◆ **Extracted records**:

________________

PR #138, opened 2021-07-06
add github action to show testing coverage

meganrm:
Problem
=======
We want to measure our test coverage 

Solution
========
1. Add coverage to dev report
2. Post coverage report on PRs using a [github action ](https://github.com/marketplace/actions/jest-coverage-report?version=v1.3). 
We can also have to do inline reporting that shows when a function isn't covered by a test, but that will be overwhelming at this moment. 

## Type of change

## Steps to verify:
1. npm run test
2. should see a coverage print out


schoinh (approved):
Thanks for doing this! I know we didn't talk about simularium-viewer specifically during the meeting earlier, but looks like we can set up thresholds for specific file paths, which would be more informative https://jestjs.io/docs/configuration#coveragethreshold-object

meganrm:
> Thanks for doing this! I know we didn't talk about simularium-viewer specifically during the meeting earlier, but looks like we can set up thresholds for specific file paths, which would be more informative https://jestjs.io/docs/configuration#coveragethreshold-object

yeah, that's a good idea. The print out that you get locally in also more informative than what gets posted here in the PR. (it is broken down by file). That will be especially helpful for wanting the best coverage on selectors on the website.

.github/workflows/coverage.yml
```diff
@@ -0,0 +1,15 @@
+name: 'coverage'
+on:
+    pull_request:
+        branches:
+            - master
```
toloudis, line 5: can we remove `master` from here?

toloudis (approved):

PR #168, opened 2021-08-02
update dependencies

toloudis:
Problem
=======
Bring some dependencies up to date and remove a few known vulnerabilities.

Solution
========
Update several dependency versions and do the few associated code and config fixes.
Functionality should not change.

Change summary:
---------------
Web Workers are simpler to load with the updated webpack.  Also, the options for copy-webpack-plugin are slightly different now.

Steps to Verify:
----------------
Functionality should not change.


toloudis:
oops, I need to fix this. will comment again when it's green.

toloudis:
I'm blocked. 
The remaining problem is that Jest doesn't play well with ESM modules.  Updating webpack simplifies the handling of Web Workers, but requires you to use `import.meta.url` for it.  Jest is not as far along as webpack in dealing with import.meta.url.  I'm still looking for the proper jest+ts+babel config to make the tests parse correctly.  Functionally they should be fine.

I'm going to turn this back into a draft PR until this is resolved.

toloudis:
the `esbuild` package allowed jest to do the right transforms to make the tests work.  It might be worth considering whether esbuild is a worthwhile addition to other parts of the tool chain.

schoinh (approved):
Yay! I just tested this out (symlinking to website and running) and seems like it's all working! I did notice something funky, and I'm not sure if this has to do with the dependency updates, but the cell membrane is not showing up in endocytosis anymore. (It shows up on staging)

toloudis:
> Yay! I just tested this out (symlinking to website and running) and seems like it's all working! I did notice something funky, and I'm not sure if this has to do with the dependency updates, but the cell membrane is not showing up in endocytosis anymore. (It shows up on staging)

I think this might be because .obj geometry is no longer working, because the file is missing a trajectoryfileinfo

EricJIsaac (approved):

________________

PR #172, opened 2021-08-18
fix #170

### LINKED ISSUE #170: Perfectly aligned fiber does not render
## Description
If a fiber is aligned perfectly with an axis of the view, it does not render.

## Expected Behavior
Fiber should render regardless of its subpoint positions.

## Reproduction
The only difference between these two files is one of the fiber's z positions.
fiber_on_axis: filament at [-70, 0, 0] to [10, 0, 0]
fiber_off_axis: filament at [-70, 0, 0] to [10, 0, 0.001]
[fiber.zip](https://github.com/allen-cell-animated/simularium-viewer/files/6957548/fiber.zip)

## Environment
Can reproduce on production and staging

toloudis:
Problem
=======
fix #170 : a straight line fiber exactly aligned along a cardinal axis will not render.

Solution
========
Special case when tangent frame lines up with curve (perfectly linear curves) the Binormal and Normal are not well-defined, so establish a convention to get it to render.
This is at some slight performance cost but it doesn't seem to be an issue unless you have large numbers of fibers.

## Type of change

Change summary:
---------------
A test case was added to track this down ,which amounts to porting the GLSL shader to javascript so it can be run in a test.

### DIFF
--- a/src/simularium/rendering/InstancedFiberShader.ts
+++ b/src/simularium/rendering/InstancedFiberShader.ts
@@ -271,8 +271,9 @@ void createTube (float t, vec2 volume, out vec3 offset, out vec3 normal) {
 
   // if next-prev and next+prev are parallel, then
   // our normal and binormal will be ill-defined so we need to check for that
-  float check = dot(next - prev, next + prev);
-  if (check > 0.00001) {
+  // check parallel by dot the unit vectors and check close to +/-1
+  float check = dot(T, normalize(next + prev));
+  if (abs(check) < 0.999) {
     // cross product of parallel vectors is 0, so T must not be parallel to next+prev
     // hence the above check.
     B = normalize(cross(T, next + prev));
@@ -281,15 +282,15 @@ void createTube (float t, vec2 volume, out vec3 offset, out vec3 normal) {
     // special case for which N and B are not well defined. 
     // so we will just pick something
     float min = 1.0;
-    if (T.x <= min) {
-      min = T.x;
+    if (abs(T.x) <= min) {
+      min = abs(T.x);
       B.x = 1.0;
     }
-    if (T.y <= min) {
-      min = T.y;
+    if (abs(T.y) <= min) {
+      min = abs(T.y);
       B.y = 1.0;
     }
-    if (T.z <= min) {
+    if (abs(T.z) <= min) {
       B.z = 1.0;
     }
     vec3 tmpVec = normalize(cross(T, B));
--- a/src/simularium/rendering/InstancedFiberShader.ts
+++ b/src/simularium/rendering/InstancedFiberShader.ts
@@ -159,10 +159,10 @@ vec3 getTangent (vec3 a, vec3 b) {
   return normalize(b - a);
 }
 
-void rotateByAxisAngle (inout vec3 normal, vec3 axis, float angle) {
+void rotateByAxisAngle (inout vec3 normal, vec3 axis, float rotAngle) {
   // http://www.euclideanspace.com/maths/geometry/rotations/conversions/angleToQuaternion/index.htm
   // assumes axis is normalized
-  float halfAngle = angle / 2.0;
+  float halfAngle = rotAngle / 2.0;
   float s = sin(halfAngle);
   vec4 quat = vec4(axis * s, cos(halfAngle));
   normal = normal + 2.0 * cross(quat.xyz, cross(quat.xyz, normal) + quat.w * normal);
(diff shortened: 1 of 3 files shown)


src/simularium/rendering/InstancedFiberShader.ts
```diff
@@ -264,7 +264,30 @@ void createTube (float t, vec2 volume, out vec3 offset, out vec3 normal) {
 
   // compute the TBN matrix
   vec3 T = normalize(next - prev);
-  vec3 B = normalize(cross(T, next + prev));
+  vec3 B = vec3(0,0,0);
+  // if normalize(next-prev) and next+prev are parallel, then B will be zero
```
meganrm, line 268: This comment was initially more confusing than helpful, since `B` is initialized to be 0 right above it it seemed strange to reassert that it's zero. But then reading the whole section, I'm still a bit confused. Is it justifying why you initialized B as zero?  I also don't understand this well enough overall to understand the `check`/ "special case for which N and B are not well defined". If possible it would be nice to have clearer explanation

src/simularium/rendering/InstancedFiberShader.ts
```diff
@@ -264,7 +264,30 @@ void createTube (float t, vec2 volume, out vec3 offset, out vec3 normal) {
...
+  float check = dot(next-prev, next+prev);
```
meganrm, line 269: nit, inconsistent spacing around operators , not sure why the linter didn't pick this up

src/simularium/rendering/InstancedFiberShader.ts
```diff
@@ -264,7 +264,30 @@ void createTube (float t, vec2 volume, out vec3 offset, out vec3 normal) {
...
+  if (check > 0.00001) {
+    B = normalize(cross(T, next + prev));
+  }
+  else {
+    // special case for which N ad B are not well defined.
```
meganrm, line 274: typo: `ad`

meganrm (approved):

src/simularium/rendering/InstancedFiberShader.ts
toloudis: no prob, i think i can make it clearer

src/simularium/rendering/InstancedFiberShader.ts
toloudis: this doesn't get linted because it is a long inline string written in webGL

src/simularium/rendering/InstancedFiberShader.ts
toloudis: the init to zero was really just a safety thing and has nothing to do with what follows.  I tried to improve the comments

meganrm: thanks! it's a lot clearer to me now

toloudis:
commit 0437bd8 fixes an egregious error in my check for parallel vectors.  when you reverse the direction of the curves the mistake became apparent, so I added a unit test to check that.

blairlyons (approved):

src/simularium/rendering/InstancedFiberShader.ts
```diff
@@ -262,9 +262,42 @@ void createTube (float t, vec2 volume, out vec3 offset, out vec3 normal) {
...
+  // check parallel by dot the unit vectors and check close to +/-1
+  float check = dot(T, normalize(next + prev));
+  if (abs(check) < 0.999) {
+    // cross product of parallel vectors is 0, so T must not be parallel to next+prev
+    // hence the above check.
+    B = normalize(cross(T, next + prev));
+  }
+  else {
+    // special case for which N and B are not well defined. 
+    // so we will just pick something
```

________________

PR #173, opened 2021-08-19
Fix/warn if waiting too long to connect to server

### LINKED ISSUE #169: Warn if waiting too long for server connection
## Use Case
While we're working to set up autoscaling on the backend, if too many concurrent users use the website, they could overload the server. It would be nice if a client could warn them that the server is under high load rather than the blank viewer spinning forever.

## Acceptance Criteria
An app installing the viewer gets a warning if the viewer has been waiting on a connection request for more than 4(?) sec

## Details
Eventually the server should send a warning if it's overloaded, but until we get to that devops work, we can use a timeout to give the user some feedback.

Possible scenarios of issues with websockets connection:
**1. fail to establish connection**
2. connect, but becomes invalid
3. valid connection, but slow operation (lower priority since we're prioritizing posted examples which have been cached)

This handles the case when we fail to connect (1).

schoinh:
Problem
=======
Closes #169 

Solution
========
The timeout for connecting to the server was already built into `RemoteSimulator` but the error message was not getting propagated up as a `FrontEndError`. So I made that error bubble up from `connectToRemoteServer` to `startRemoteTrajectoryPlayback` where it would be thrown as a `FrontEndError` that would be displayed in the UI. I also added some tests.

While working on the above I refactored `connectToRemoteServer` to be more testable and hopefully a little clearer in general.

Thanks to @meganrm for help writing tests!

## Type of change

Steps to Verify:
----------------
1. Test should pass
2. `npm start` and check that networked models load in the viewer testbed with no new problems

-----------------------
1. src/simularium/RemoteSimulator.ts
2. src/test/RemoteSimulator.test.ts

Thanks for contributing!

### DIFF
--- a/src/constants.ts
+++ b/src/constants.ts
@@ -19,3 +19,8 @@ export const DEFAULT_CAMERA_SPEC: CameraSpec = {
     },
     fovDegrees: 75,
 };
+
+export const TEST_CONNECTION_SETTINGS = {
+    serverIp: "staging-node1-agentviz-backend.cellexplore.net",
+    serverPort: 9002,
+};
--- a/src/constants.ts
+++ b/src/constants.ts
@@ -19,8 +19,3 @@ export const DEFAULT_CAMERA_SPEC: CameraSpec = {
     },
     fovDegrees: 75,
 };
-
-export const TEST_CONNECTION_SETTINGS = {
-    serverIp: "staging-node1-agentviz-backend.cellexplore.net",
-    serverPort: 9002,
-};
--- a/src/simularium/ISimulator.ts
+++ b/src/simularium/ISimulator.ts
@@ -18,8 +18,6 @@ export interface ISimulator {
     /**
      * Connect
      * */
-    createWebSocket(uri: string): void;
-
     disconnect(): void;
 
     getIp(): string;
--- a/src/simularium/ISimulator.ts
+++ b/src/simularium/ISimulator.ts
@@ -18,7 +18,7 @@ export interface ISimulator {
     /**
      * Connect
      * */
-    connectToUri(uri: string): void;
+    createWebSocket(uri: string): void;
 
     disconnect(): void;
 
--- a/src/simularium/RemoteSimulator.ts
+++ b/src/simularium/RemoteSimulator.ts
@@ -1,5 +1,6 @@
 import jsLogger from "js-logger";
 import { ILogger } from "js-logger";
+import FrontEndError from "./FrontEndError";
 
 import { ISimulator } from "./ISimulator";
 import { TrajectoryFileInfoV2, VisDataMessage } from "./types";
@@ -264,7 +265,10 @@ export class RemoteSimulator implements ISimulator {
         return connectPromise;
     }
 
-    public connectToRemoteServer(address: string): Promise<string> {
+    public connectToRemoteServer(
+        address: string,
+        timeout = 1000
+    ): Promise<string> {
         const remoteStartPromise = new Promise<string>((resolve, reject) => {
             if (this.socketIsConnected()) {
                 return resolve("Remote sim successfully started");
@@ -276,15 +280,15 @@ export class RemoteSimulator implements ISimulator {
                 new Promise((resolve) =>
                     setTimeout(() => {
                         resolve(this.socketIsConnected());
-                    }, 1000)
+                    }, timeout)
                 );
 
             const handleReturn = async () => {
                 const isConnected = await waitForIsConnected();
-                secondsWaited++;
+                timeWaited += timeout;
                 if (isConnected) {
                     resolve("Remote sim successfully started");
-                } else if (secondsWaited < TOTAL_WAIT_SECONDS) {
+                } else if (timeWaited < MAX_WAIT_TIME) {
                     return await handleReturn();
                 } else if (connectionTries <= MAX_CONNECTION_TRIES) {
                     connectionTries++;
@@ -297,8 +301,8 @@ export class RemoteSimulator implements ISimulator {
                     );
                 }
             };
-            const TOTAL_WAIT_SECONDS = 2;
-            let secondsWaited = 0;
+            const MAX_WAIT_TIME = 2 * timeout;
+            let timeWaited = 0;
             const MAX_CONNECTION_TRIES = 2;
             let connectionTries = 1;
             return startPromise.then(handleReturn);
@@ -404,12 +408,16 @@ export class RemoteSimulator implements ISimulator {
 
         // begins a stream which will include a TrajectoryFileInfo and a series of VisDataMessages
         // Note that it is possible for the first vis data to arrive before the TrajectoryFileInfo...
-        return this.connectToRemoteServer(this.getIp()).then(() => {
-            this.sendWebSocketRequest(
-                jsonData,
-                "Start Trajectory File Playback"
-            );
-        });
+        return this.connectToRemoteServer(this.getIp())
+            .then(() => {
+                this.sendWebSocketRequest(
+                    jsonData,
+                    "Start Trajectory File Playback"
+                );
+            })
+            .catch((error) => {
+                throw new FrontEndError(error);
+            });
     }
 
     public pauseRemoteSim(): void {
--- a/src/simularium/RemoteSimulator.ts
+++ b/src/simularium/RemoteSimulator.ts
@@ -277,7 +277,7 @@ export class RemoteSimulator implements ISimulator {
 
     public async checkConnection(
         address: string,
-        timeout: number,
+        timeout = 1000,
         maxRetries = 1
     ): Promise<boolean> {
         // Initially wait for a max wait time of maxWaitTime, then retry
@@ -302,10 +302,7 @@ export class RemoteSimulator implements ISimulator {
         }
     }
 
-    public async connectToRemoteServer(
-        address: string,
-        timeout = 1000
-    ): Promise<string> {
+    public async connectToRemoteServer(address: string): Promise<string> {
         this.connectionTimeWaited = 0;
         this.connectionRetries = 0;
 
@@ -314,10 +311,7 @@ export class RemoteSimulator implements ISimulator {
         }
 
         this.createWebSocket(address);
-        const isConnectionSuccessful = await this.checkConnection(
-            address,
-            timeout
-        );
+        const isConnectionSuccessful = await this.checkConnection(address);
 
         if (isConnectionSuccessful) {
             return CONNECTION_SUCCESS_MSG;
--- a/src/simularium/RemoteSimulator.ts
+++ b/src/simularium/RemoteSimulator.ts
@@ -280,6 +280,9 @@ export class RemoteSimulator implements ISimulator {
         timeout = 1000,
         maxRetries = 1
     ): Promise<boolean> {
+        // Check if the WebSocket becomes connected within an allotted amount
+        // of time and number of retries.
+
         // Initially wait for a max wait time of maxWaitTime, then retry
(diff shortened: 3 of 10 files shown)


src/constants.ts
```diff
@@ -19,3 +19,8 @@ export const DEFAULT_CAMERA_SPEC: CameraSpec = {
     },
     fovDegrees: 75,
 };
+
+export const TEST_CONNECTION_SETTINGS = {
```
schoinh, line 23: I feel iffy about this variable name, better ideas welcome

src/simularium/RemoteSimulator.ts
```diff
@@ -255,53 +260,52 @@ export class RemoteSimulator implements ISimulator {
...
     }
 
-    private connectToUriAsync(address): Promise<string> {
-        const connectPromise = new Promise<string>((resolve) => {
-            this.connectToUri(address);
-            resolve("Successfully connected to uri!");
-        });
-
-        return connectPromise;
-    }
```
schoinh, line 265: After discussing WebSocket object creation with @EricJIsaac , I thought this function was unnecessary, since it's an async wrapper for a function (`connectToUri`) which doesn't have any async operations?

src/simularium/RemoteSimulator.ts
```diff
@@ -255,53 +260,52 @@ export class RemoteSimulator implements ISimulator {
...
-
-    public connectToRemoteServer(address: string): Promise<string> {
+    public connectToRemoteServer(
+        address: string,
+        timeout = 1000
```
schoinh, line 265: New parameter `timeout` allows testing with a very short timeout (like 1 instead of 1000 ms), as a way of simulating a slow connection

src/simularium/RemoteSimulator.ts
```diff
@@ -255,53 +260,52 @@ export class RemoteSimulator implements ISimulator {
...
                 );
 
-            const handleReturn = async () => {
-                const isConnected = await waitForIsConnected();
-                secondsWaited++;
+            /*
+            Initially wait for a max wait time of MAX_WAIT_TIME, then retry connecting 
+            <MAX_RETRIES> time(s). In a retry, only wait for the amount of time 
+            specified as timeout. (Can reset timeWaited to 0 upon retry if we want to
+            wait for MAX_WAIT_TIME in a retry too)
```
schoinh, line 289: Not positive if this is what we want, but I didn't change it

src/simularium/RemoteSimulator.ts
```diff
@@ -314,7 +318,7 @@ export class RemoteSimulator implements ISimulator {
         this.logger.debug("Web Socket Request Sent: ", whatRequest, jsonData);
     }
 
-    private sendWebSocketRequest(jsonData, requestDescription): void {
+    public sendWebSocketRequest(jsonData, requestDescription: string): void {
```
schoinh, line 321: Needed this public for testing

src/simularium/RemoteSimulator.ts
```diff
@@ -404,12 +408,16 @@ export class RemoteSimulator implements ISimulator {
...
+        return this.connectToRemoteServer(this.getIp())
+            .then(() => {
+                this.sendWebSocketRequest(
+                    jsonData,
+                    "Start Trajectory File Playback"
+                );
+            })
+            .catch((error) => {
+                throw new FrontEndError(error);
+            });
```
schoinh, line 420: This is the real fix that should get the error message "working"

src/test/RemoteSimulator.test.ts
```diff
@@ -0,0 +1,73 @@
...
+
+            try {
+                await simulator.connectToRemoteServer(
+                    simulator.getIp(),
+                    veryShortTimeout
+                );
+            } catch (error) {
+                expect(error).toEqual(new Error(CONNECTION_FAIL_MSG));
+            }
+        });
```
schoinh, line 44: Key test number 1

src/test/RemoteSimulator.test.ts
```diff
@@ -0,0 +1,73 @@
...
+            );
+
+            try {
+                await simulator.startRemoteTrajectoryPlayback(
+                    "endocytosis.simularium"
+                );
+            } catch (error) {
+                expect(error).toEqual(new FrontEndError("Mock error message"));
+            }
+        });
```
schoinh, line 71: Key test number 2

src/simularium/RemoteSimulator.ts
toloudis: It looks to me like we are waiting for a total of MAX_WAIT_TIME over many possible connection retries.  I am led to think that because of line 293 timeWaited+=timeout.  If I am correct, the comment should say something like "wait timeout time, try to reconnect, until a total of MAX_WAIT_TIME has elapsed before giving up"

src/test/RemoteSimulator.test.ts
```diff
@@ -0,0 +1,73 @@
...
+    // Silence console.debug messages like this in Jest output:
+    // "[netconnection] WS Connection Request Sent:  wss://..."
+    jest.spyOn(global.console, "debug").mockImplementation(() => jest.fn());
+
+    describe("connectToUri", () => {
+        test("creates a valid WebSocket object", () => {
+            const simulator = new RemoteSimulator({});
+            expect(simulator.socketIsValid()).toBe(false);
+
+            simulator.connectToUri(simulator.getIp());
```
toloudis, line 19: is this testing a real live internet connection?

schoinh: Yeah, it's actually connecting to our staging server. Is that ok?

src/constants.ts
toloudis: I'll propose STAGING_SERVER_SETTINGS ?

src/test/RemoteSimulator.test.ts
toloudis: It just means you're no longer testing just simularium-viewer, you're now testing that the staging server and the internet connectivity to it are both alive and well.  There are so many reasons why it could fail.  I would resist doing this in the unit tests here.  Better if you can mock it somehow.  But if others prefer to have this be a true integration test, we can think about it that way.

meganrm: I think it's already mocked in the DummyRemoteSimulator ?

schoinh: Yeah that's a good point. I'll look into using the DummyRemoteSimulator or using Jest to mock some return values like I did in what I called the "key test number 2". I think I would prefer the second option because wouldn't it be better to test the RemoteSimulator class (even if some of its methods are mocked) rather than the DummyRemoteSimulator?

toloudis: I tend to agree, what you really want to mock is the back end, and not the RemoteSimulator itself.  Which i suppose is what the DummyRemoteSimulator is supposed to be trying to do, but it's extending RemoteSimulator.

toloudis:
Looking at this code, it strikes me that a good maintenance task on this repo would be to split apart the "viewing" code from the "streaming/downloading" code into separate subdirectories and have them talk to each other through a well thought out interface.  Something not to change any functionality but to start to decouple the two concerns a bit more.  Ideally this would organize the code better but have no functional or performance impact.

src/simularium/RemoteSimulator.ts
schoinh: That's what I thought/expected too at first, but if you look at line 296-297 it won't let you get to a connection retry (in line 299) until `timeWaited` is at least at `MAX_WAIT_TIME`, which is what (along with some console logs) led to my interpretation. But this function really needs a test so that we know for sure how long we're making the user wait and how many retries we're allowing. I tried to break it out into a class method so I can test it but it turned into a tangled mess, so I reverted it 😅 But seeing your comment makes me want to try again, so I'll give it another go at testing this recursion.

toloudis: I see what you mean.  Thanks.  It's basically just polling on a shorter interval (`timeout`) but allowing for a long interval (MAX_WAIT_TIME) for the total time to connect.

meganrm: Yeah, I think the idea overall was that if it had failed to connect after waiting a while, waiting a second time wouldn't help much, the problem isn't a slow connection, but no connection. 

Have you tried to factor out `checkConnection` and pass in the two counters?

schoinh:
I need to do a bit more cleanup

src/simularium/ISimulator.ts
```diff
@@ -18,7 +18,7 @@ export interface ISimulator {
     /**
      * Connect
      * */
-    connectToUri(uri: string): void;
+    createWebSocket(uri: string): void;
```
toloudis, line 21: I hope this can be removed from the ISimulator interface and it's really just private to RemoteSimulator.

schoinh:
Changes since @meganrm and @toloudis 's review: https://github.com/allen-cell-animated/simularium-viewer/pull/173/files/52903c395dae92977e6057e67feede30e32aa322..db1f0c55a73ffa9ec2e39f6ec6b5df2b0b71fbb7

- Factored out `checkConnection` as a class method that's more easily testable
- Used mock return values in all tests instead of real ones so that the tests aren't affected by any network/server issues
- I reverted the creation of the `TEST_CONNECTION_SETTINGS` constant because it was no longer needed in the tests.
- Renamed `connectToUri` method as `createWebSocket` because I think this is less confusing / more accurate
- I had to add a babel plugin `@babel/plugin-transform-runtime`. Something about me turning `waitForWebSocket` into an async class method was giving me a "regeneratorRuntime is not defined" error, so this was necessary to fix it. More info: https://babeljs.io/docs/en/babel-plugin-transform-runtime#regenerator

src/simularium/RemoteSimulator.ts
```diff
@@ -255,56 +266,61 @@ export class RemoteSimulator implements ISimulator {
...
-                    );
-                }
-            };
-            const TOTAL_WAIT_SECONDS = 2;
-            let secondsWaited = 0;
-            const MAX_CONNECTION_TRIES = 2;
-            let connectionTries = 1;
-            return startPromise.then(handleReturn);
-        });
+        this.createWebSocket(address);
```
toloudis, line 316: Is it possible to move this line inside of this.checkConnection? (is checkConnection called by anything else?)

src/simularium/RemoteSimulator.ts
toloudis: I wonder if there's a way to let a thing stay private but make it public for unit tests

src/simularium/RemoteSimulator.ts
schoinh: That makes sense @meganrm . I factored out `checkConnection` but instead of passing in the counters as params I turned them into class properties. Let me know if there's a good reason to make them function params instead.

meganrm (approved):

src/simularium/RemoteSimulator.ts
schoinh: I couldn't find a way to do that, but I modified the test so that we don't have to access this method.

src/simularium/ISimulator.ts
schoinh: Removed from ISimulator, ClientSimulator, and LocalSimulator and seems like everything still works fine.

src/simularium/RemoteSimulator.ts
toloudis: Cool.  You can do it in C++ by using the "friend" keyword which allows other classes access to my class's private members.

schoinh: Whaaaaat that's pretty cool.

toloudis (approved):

________________

◆ **Directions for this task**: From the listing above, collect every line that mentions the word "await".

◆ **Solution to the problem**:
                 const isConnected = await waitForIsConnected();
                     return await handleReturn();
-        const isConnectionSuccessful = await this.checkConnection(
+        const isConnectionSuccessful = await this.checkConnection(address);
-                const isConnected = await waitForIsConnected();
+                await simulator.connectToRemoteServer(
+                await simulator.startRemoteTrajectoryPlayback(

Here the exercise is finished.